S-docosanylcysteine was synthesized from the reaction of cysteine and 1-bromodocosane as follows. Cysteine (2 g, 14.8 mmol) was dissolved in a mixture of 60 ml ethanol and 10 ml aqueous NaOH (2.0 N) and stirred at room temperature for 30 min. 1-Bromodocosane (7.5 g, 19.2 mmol) was then added and the solution was stirred for an additional 6 h at room temperature. The reaction mixture was poured into cold water and its pH value was adjusted to 7.0, precipitating S-docosanylcysteine as a white powder in 76% yield.

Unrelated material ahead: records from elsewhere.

PR #89, opened 2020-12-02
catch index error from bad id

Scott771:
Currently if you pass an invalid model group ID to ObjectDetectionMetrics, you get an IndexError (result returns empty from grapqhl query). Catching that error and raising a helpful exception message.

### DIFF
--- a/indico/queries/model_groups/metrics.py
+++ b/indico/queries/model_groups/metrics.py
@@ -98,11 +98,20 @@ class ObjectDetectionMetrics(GraphQLRequest):
         super().__init__(self.query, variables={"modelGroupId": model_group_id})
 
     def process_response(self, response):
-        return json.loads(
-            super().process_response(response)["modelGroups"]["modelGroups"][0][
-                "selectedModel"
-            ]["evaluation"]["metrics"]
-        )
+        try:
+            return json.loads(
+                super().process_response(response)["modelGroups"]["modelGroups"][0][
+                    "selectedModel"
+                ]["evaluation"]["metrics"]
+            )
+        except IndexError:
+            raise IndicoRequestError(
+                (
+                    "No results found. Please check that you have used the correct Model Group ID "
+                    "(*not* the selected model ID) and have permission to access that model."
+                ),
+                code=400,
+            )
 
 
 task_type_query_mapping = {
--- a/tests/integration/queries/test_model_group.py
+++ b/tests/integration/queries/test_model_group.py
@@ -226,7 +226,7 @@ def test_object_detection_metrics_bad_id(indico):
     from indico import IndicoConfig
     client = IndicoClient()
     with pytest.raises(IndicoRequestError):
-        _ = client.call(ObjectDetectionMetrics(-1))
+        client.call(ObjectDetectionMetrics(-1))
 
 
 def test_model_group_metrics_query(
--- a/tests/integration/queries/test_model_group.py
+++ b/tests/integration/queries/test_model_group.py
@@ -30,7 +30,7 @@ from ..data.datasets import (
     org_annotate_model_group,
     org_annotate_dataset,
 )
-from indico.errors import IndicoNotFound
+from indico.errors import IndicoNotFound, IndicoRequestError
 
 
 def test_create_model_group(airlines_dataset: Dataset):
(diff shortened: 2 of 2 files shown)


tests/integration/queries/test_model_group.py
```diff
@@ -222,6 +222,13 @@ def test_object_detection_metrics(
         assert isinstance(result["bbox"][metric_type], float)
 
 
+def test_object_detection_metrics_bad_id(indico):
+    from indico import IndicoConfig
+    client = IndicoClient()
+    with pytest.raises(IndicoRequestError):
+        _ = client.call(ObjectDetectionMetrics(-1))
```
jkgenser, line 229: why `_ =` instead of just `client.call(...)`

jkgenser: you can do `pytest.raises(Error) as e` and then make assertions on `e` to make sure it has the desired error message

Scott771: mostly because stylistically it is more akin to how that line of code would be called (i.e. returning the object into a variable), obviously (should) never gets there

pastap:
hmm... might be worth just catching and raising this error on the backend side, no? like if modelgroupid doesn't exist, raise 404

indico/queries/model_groups/metrics.py
```diff
@@ -98,11 +98,20 @@ def __init__(self, model_group_id: int):
         super().__init__(self.query, variables={"modelGroupId": model_group_id})
 
     def process_response(self, response):
-        return json.loads(
-            super().process_response(response)["modelGroups"]["modelGroups"][0][
-                "selectedModel"
-            ]["evaluation"]["metrics"]
-        )
+        try:
```
jkgenser, line 101: If there are no responses returned, graphql should return `[]` or something similar. I think a cleaner way would be to do that and then if no model group is found matching the id, then raise the error instead of catching index error. Index error is on `model_groups[0]` but it might be obscured by catching any index error in the entire block

Scott771: Object returns like: 

`{'data': {'modelGroups': {'modelGroups': []}}}`

Scott771: to me checking that [] empty vs. indexerror (which would always be that it is empty), same... but happy to change if you prefer that

Scott771 (commented):
> hmm... might be worth just catching and raising this error on the backend side, no? like if modelgroupid doesn't exist, raise 404
> like it might be worth adding a query "getModelGroup" that will raise the error
> also tho... this might be a bug if we don't raise an error for missing model groups

Yup- could also be an permission issue in addition to non-existent

pastap:
> > hmm... might be worth just catching and raising this error on the backend side, no? like if modelgroupid doesn't exist, raise 404
> > like it might be worth adding a query "getModelGroup" that will raise the error
> > also tho... this might be a bug if we don't raise an error for missing model groups
> 
> Yup- could also be an permission issue in addition to non-existent

Possibly - imo, I think this shouldn't be handled at all in the client - if you have a bug ticket, lmk, otherwise I can create one to make sure we raise errors on invalid model group ids

Scott771:
@pastap created here: https://indicodata.atlassian.net/browse/DEV-5636
I think it most common error for people to mess up is Model Group ID and Selected Model ID- SDK user wont get a hint that is why they're getting 404- but I defer

pastap:
> @pastap created here: https://indicodata.atlassian.net/browse/DEV-5636
> I think it most common error for people to mess up is Model Group ID and Selected Model ID- SDK user wont get a hint that is why they're getting 404- but I defer

Sweet, thank you!
I think that's great feedback - and of course... it's always going to be tricky if a model group and model exist with the same id - then the user might think they're doing the right thing bc no error... until later down the line. If you have any suggestions or ideas for how to combat that, I'd be down to work on a solution there!

indico/queries/model_groups/metrics.py
nkassis: so that endpoint filters instead of returning an error if not found same way it returns nothing if filtering by dataset id and no model groups are found. I think the logic below is fine or could be done with out try except by checking len and that the model group id matches. Instead of trusting the indexing error.

Long term we will make a direct way to get model groups that would offer errors for missing items but I think this patch is functional for now.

The product was then filtered off, washed several times with distilled deionized water and dried in a vacuum oven at room temperature. The dried S-docosanylcysteine product was dissolved in chloroform containing a few drops of trifluoroacetic acid, producing a solution of 2 wt%. This solution was filtered through PTFE membranes of pore size 0.2 µm and then spin-coated onto pre-cleaned silicon substrates at 2000 rpm for 30 s, followed by drying at 323 K for 1 d under vacuum. The thickness of the obtained films (80–90 nm) was measured using spectroscopic ellipsometry. All materials and solvents were purchased from Aldrich Chemical Company and used as received.

3.2. GIXS measurement

GIXS measurements were carried out at the 4C1 and 4C2 beamlines (Bolze et al., 2002 , 2001 ; Yu et al., 2005 ) at the Pohang Accelerator Laboratory (Ree & Ko, 2005 ). The samples were measured at a sample-to-detector distance of 168 mm using an X-ray radiation source of λ = 0.154 nm and imaged using a two-dimensional charge-coupled detector (two-dimensional CCD; Roper Scientific, Trenton, NJ, USA), as shown in Fig. 2. Samples were mounted on a home-made z-axis goniometer equipped with a vacuum chamber. The incidence angle α_i of the X-ray beam was set at 0.20°, which is between the critical angles of the films and the silicon substrate (α_c,f and α_c,s). Scattering angles were corrected according to the positions of the X-ray beams reflected from the silicon substrate interface with changing incidence angle α_i and with respect to a pre-calibrated silver behenate powder (TCI, Japan). Aluminium foil pieces were employed as semi-transparent beam stops, because the intensity of the specular reflection from the substrate is much stronger than the intensity of GIXS near the critical angle. Data were typically collected for 10 s.

Figure 2
Geometry of GIXS. α_i is the incident angle at which the X-ray beam impinges on the film surface; α_f and 2θ_f are the exit angles of the X-ray beam with respect to the film surface and to the plane of incidence, respectively, and q_x, q_y and q_z are the components of the scattering vector q.

4. Results and discussion

Using the equations derived in Section 2, the following numerical GIXS simulations were conducted for a thin film composed of a layer of paracrystals randomly oriented in the plane of the film, but uniaxially oriented out of the film plane, in order to understand the relationships of the structural parameters with respect to the resulting GIXS pattern. Representative results are shown in Fig. 3.

Figure 3
I_GIXS(q) profiles for a layer-stacked structure (which is defined by paracrystalline parameters of d_r = 0.425 nm, d₃ = 3.00 nm and β = 90°) with various g factors; (a) g₃₃ = 0.03, 0.08, 0.12, 0.15 and 0.18; (b) g_rr = 0.05, 0.10, 0.15, 0.20 and 0.25. Influences of the lattice dimensions d₃ and d_r on I_GIXS(q) profiles with g₃₃ = 0.05 and g_rr = 0.1; in this calculation, the d₃ and d_r values vary in the range 1−4 nm (c) and 0.4−1.4 nm (d), respectively.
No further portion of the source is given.